■ **The problem**
Determine how many lines in these records hold "would". Only the number is wanted.

■ **Saved entries**
┄┄┄┄┄┄┄┄┄┄
PR #702, opened 2018-10-03
Fix OE and Binding Queue reliability bugs

MattIrv:
This fixes some [Object Explorer reliability problems](https://github.com/Microsoft/azuredatastudio/issues/1503), specifically:
- Fixes a bug where the binding queue kept waiting for a task that had timed out, meaning that no other tasks could be executed in that binding context
- Fixes a bug in OE expand logic where the expansion task kept running even after it was canceled, blocking any other OE expansions since the connection would already have an active query
- The above 2 fixes mean that an OE timeout no longer blocks other operations for that connection
- Fixes a bug where the binding queue would wait on its main thread whenever a new task tried to execute in the same binding context as an existing task, blocking all other binding queue operations even for other connections. This is fixed by using one task to execute binding queue operations per context.

### DIFF
--- a/src/Microsoft.SqlTools.ServiceLayer/LanguageServices/BindingQueue.cs
+++ b/src/Microsoft.SqlTools.ServiceLayer/LanguageServices/BindingQueue.cs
┄┄┄┄┄┄┄┄┄┄
■ **Worked solution**
2